As for conditions at the Pole itself, though not definitely known in 1908, there was general agreement after the discoveries of Nansen aboard the drifting Fram in the mid-1890s that there was no land in the immediate vicinity of the Pole. Dr. Cook held this view himself. "The north pole is in the center of an imprisoned sea of ice," he wrote in 1904.  In fact, nearly every observation contained in his narrative is firmly grounded in the scientific theory of his time, whether correct or incorrect. 
    At the Pole, Cook set the thickness of the ice at 16 feet, a very common measurement in the central polar basin cited in other narratives, including Nansen's. Cook correctly said the ice drifted southeast over the Pole, but this might have been deduced from the drift course of the Fram.  
    About the only original scientific observation Cook published was to say that his magnetic compass pointed south toward the magnetic pole along the 97th  meridian when he was at the North Pole.  We now know from computer models that in 1908 the magnetic compass would have pointed along meridian 133 degrees 28.8 minutes west + or – 0.5 degrees. This leads to the logical conclusion that Cook did not actually determine magnetic declinations.  If he had done so, he would not have claimed that the compass pointed south along the 97th  west meridian.  Furthermore, there is no mention in his surviving notebooks that he did so, nor any observational record for magnetic declination among his papers. 
    Cook also places the temperature at the Pole ten degrees higher than south of it, in line with a long-held but incorrect contemporary scientific theory that the temperature would rise as the Pole was approached because of the constancy of sunlight.

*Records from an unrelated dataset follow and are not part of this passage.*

PR #2088, opened 2023-07-25
fix socks proxy

### LINKED ISSUE #1064: proxy SOCKS5 schema support
It would be nice if the client supports socks5 proxy to be on par with the kubectl which respects and uses properly env. proxy var of the sort of http_proxy=socks5://..... 

it would be sufficient if the code checks for the proxy schema in configuration.proxy and use urllib3.contrib.socks.SOCKProxyManager instead of urllib3.ProxyManager accordingly.

light4:
#### What type of PR is this?

/kind bug
/kind flake

Fixes #1064 

```release-note
support socks proxy
```

```docs

```

### DIFF
--- a/kubernetes/client/rest.py
+++ b/kubernetes/client/rest.py
@@ -19,13 +19,21 @@ import re
 import ssl
 
 import certifi
+
 # python 2 and python 3 compatibility library
 import six
-from six.moves.urllib.parse import urlencode
 import urllib3
+from requests.utils import should_bypass_proxies
+from six.moves.urllib.parse import urlencode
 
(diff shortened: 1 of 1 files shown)


kubernetes/client/rest.py
```diff
@@ -19,13 +19,21 @@
 import ssl
 
 import certifi
+
```
roycaihw, line 22: This file is generated using openapi-generator (see the top of this file). Could you send the fix to the upstream?

light4: ok

Issue #2089, opened 2023-07-26
TypeError: Object of type 'datetime' is not JSON serializable


younver:
**What happened (please include outputs or screenshots)**:
I've faced `TypeError: Object of type 'datetime' is not JSON serializable (with serialize function)` while passing `V1Pod.to_dict()` into `JSONResponse` in `fastapi.responses`

**What you expected to happen**:
I expected to not to face any serialisation error.

**How to reproduce it (as minimally and precisely as possible)**:
1. Create `V1Pod` object
2. Convert it to python dict using `to_dict()` function
3. Pass converted dict into `JSONResponse` inside `fastapi` router
4. Trigger the router after starting `fastapi` application

**Anything else we need to know?**:
I'm opening a PR to solve this issue however there may be some cases for other models aswell.

**Environment**:
- Kubernetes version (`kubectl version`): `1.27.3`
- OS (e.g., MacOS 10.13.6): `MacOS 12.6.5`
- Python version (`python --version`): `3.11.0`
- Python client version (`pip list | grep kubernetes`): `23.6.0`

PR #2090, opened 2023-07-26
fix: type `datetime.datetime` handling on `to_dict` of `v1_pod`

younver:
#### What type of PR is this?
/kind bug

This PR fixes a type error during the json serialisation of `datetime.datetime` in `V1Pod.to_dict()` by converting datetime object into string using `isoformat()` function which is compatible with the repos format.

Fixes https://github.com/kubernetes-client/python/issues/2089

```release-note
NONE
```

### DIFF
--- a/kubernetes/client/models/v1_pod.py
+++ b/kubernetes/client/models/v1_pod.py
@@ -12,6 +12,7 @@
 
 import pprint
 import re  # noqa: F401
+from datetime import datetime
 
 import six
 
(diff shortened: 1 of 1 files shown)


yliaog:
The version of the OpenAPI document: release-1.27
    Generated by: https://openapi-generator.tech

======================

The file is generated. please fix it in the generator.

kubernetes/client/models/v1_pod.py
```diff
@@ -12,6 +12,7 @@
 
 import pprint
 import re  # noqa: F401
+from datetime import datetime
```
roycaihw, line 15: This file is generated using openapi-generator (see the top of this file). Could you send the fix to the upstream?

younver: my bad, thank you for clarification. do you mean openapi by upstream or something else?

Ananya2001-an:
closing this PR since fix has to be sent to the upstream repo
/close

PR #2098, opened 2023-08-03
Expose websocket header to support base64.channel.k8s.io or v4.base64.channel.k8s.io channel protocol

DrAuYueng:
#### What type of PR is this?
/kind feature

The channel protocols supported by k8s include:
- channel.k8s.io
- base64.channel.k8s.io
- v4.channel.k8s.io
- v4.base64.channel.k8s.io

Currently, it is not possible to pass the websocket request header sec-websocket-protocol to wsclient because it cannot be changed in the generated code, and only v4.channel.k8s.io can be used by default in [ws_client.py](https://github.com/kubernetes-client/python/blob/master/kubernetes/base/stream/ws_client.py#L450).

The sec-websocket-protocol header needs to be exposed to support base64-encoded messages.

```release-note
NONE
```

```docs

```
Signed-off-by: DrAuYueng [ouyang1204@gmail.com](mailto:ouyang1204@gmail.com)

### DIFF
--- a/kubernetes/base/stream/ws_client.py
+++ b/kubernetes/base/stream/ws_client.py
@@ -25,6 +25,7 @@ import time
 
 import six
 import yaml
+import base64
 
 from six.moves.urllib.parse import urlencode, urlparse, urlunparse
 from six import StringIO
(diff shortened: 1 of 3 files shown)


DrAuYueng:
E2E test failed, let me check.

kubernetes/base/stream/ws_client.py
```diff
@@ -200,7 +206,9 @@ def update(self, timeout=0):
                 if six.PY3:
                     data = data.decode("utf-8", "replace")
                 if len(data) > 1:
-                    channel = ord(data[0])
+                    channel = data[0]
```
DrAuYueng, line 209: See https://github.com/kubernetes/kubernetes/blob/42c05a547468804b2053ecf60a3bd15560362fc2/staging/src/k8s.io/apiserver/pkg/util/wsstream/conn.go#L262C1-L262C1.

PR #2100, opened 2023-08-07
Fix UTF-8 failures in Watch

### LINKED ISSUE #2087: Crash when streaming event with non-UTF-8 data
```
72 [00000]   File "/root/.pyenv/versions/3.10.11/lib/python3.10/site-packages/kubernetes/watch/watch.py", line 165, in stream
72 [00000]     for line in iter_resp_lines(resp):
72 [00000]   File "/root/.pyenv/versions/3.10.11/lib/python3.10/site-packages/kubernetes/watch/watch.py", line 58, in iter_resp_lines
72 [00000]     seg = seg.decode('utf8')
72 [00000] UnicodeDecodeError: 'utf-8' codec can't decode bytes in position 2046-2047: unexpected end of data
```

If there's invalid data in an event, it should at least be _possible_ to discard that data or event and continue. I'm not sure what the default behavior should be; it's possible that something which is currently `str` should be `bytes`, or that we should use the unicode replacement character �, or something else.

I'm afraid I don't currently have a minimal reproducer with real Kubernetes but it should be possible to reproduce with a test by adding a `bytes` object with invalid UTF-8 to https://github.com/kubernetes-client/python/blob/dbe83efe0a631a591a0a5a3fc883ef0e646a293a/kubernetes/watch/watch_test.py#L38-L39

I suspect this is the same issue as https://github.com/kubernetes-client/python-base/issues/245

**Environment**:
- Kubernetes version (`kubectl version`): 1.23
- OS (e.g., MacOS 10.13.6): Linux
- Python version (`python --version`): 3.10.10
- Python client version (`pip list | grep kubernetes`): 26.1.0

davidopic:
#### What type of PR is this?

/kind bug

With the old implementation of `kubernetes.watch.Watch.stream()`, users may experience intermittent crashes when subscribed to resources that include multi-byte UTF-8 characters (for example, `ConfigMap`s with non-ASCII characters in the `.data.*` fields). The bug lies in `kubernetes.watch.iter_resp_lines`, which decodes each `bytes` segment to a UTF-8 string without waiting for the rest of the event to be received. When that `bytes` segment ends with only part of a multi-byte sequence, the `.decode` step will fail. Here's how this symptom presents:

```
UnicodeDecodeError: 'utf-8' codec can't decode bytes in position 2046-2047: unexpected end of data
```

The new implementation of `iter_resp_lines` buffers partial events in a `bytearray` rather than a `str`, decoding only after a complete event has been received. Furthermore, the call to `.decode` now includes the argument, `errors="replace"`, which uses the canonical UTF-8 fallback character, �, when encountering invalid UTF-8.

To confirm the fix, I added three new tests, two of which failed using the old implementation.

Fixes #2087

`iter_resp_lines` is only called by `Watch.stream`, and the interface did not change.

The old code implicitly assumed that only `bytes` and `str` were valid segment types, and that assumption has now been made explicit with a `TypeError`.

I only tested with python 3.11. I assume that CI will test the code against each of the officially supported python versions. If that's not the case, my code should be reviewed with an eye for any new features I unknowingly relied upon.

```release-note
Fix UTF-8 failures in Watch
```

```docs
N/A
```

### DIFF
--- a/kubernetes/base/watch/watch.py
+++ b/kubernetes/base/watch/watch.py
@@ -52,20 +52,33 @@ def _find_return_type(func):
 
 
 def iter_resp_lines(resp):
-    prev = ""
-    for seg in resp.stream(amt=None, decode_content=False):
-        if isinstance(seg, bytes):
-            seg = seg.decode('utf8')
-        seg = prev + seg
-        lines = seg.split("\n")
-        if not seg.endswith("\n"):
-            prev = lines[-1]
-            lines = lines[:-1]
+    buffer = bytearray()
+    for segment in resp.stream(amt=None, decode_content=False):
+
+        # Append the segment (chunk) to the buffer
+        #
+        # Performance note: depending on contents of buffer and the type+value of segment,
+        # encoding segment into the buffer could be a wasteful step. The approach used here
+        # simplifies the logic farther down, but in the future it may be reasonable to
+        # sacrifice readability for performance.
+        if isinstance(segment, bytes):
+            buffer.extend(segment)
+        elif isinstance(segment, str):
+            buffer.extend(segment.encode("utf-8"))
         else:
-            prev = ""
-        for line in lines:
+            raise TypeError(
+                f"Received invalid segment type, {type(segment)}, from stream. Accepts only 'str' or 'bytes'.")
+
+        # Split by newline (safe for utf-8 because multi-byte sequences cannot contain the newline byte)
+        next_newline = buffer.find(b'\n')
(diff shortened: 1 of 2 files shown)


superosku:
Hi! Any updates on this?

dolshevsk:
Also interested in this PR to be merged

superosku:
@roycaihw any updates regarding this?

roycaihw:
Sorry for the late response. LGTM! Thanks for the contribution!

/lgtm
/approve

    Contemporaneous scientific theory also led Cook to believe that each pole was depressed about 13 miles to compensate for a perceived equatorial bulge of 26 miles.  Today, satellites have revealed that instead of a depression, the earth bulges slightly at the North Pole—62 feet higher than if the earth were a perfect sphere. Given the theories of his time, however, perhaps Cook's only obvious gaff came in his description of the movements of the sun at the Pole—a concept, like celestial navigation and geomagnetism that requires a grasp of mathematical concepts.  Such concepts always gave Cook trouble.
    Cook originally described his observations of the sun at the North Pole like this: “In two days' observations it was determined that the sun circled the horizon always at the same elevation, from which resulted the only possible proof that the pole was actually reached.”

    Of course, the sun does not do this at all, but actually rises spirally, higher and higher, until June 21, then it begins to sink spirally until September 22, when it sets. On April 21 and 22 the sun would have appeared to rise, respectively, 20' 33 seconds and 20' 21 seconds daily, but Cook did not include this in his reports until the publication of his book in 1911. 
    Moreover, many of Cook’s more commonplace scientific observations about the central Arctic Ocean have proved incorrect.  Cook said it was “a dead world of ice” .  This was the popular view at the time, but the arctic pack is not a “sterile sea,” nor has it been so reported by travelers toward the Pole since 1908.  Polar bears have been seen above the 88th parallel. Since bears sit at the top of the Arctic's food pyramid, their presence implies a complete chain of life below them.
    As early as 1914, the Scottish Geographical Magazine summed up all the observations of Cook's polar narrative and found in them nothing startlingly original:  “With a knowledge of Peary's Crocker Land, found in 1906, Peary's land ice near 86 degrees N., found the same year, and the experience in polar travel, which Dr. Cook certainly had, both in the Arctic and Antarctic, we submit that an imaginative man, taking into account probabilities, had an easy task in writing the story, and surely any man of even average education could write of the pole as ‘an endless field of purple snows. No life. No land.’
    The more plausible hypothesis is that Cook never traveled as far north as the alleged Crocker Land, but turned back at or about the Big Lead and unwilling to admit defeat in the project which he asserts was his life's ambition, proceeded to write his story from the data previously outlined by Peary.”